Welche Kopfhörer man wählt, ist einerseits eine Frage modischer Vorlieben, da In-Ears natürlich ein bisschen weniger auffallen als Over- oder On-Ears mit ihren über den Kopf greifenden Bügeln, und andererseits auch eine des Alters: Ältere Herrschaften sieht man öfter mit On- oder Over-Ears, weil sie es immer schon so gewöhnt waren. Klangtechnisch haben beide Varianten ihre Stärken und Schwächen. Inzwischen sind einige der besten und teuersten Kopfhörer der Welt In-Ears, weil die Minilautsprecher (Audiotreiber genannt) so dicht ans Trommelfell heranreichen wie nur irgend möglich. Das gestattet eine fast unnachahmliche Transparenz und Exaktheit bei der Musikwiedergabe. Der Nachteil: In-Ears können, hört man zu laut mit ihnen, schneller zu Problemen wie Tinitus, Hörverlust oder, da man mit ihnen ja stets den Ohrenschmalz zurück in den Gehörgang drückt, zu dessen Verstopfung führen.

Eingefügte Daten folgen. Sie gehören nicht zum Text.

PR #481, opened 2020-03-31
dwarddump update w.r.t object 0.18.0

vaibspider:
Updating the dwarfdump example to be consistent with the latest version of object - 0.18.0


examples/dwarfdump.rs
```diff
@@ -161,16 +161,18 @@ fn add_relocations(
...
-                                offset
-                            );
+                        let symbol_result = file.symbol_by_index(symbol_idx);
+                        if let Err(_some_error) = symbol_result {
+                          println!(
+                              "Relocation with invalid symbol for section {} at offset 0x{:08x}",
+                              section.name().unwrap(),
+                              offset
+                          );
+                          process::exit(1);
```
bjorn3: It previously continued on errors.

vaibspider: Removed process::exit()

examples/dwarfdump.rs
```diff
@@ -161,16 +161,17 @@ fn add_relocations(
...
-                            );
+                        let symbol_result = file.symbol_by_index(symbol_idx);
+                        if let Err(_some_error) = symbol_result {
+                          println!(
+                              "Relocation with invalid symbol for section {} at offset 0x{:08x}",
+                              section.name().unwrap(),
+                              offset
+                          );
                         }
+                        let symbol = symbol_result.unwrap();
```
bjorn3: This unwrap would panic when there was an error.

examples/dwarfdump.rs
```diff
@@ -161,16 +161,17 @@ fn add_relocations(
...
+                        let addend = symbol.address().wrapping_add(relocation.addend() as u64);
+                        relocation.set_addend(addend as i64);
```
bjorn3:
```suggestion
                        match file.symbol_by_index(symbol_idx) {
                            Ok(symbol) => {
                                let addend = symbol.address().wrapping_add(relocation.addend() as u64);
                                relocation.set_addend(addend as i64);
                            }
                            Err(_) => {
                                println!(
                                    "Relocation with invalid symbol for section {} at offset 0x{:08x}",
                                    section.name().unwrap(),
                                    offset
                                );
                            }
                        }
```

vaibspider: Sorry, I had committed and pushed (for previous review) before reading this review. So couldn't use the commit-suggestion directly. Have created a new commit, with the suggested code-refactoring.
Thanks.

examples/dwarfdump.rs
```diff
@@ -161,15 +161,18 @@ fn add_relocations(
...
-                            let addend = symbol.address().wrapping_add(relocation.addend() as u64);
-                            relocation.set_addend(addend as i64);
-                        } else {
-                            println!(
-                                "Relocation with invalid symbol for section {} at offset 0x{:08x}",
-                                section.name().unwrap(),
-                                offset
-                            );
+                        match file.symbol_by_index(symbol_idx) {
+                          Ok(symbol) => {
```
bjorn3: This uses two spaces as indent instead of four like the rest of this file.

examples/dwarfdump.rs
vaibspider: updated

examples/dwarfdump.rs
vaibspider: Ah, right. Fixed it.

examples/dwarfdump.rs
```diff
@@ -491,7 +494,7 @@ where
         let data = match file.section_by_name(id.name()) {
             Some(ref section) => {
                 add_relocations(&mut relocations, file, section);
-                section.uncompressed_data()
+                section.uncompressed_data().unwrap()
```
philipc: This should return an error instead of unwrapping.

vaibspider: Now returning the error, please check

vaibspider:
Observed that the build failed due to these two reasons:-
1) error[E0599]: no method named `section_data_by_name` found for reference `&object::read::any::File<'_>` in the current scope in many examples/ (simple.rs, simple_line.rs, dwarf-validate.rs)
2) error[E0658]: use of unstable library feature 'ptr_cast' in object 0.18.0

philipc:
It's fine to bump the rust version in `.travis.yml` and `README.md` to 1.38.0.

vaibspider:
Updated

On- und Over-Ears haben größere Treiber und damit wenigstens theoretisch das Potential, weiträumiger und dramatischer zu klingen. Außerdem tendieren diese Hörertypen, falls man es nicht mit der Lautstärke übertreibt, weniger als In-Ears dazu, Ge­hörschäden zu verursachen. Wegen der vielen Außengeräusche ist ein Kauf­kriterium auch, ob die Kopfhörer so gebaut sind, dass sie Umweltlärm möglichst abschirmen.

Designs gibt es inzwischen so viele wie nie zuvor. Vom nerdigen Retro-Look bis zu Schmuckstücken mit Gold- und Silberlackierung ist alles zu haben. Es dürfte wirklich jeder und jede Kopfhörer finden, die optisch zu seinem oder ihrem Stil passen. Ob man Kopfhörer mit Kabeln oder kabellos bevorzugt, war lange eine Streitfrage zwischen Audiophilen, die auf Kabelverbindungen schwören, und allen anderen, die keinen Unterschied zwischen einer über via Bluetooth übertragenen MP3 und einer Datei im Flac-Format mit stolzen 192 kHz/24 Bit hören können. Immerhin, diese Debatte dürfte sich bald erledigt haben, denn neue Bluetooth-Codecs, die auch ohne Kabel eine verlustfreie Datenübertragung erlauben, sollen schon dieses Jahr auf den Markt kommen.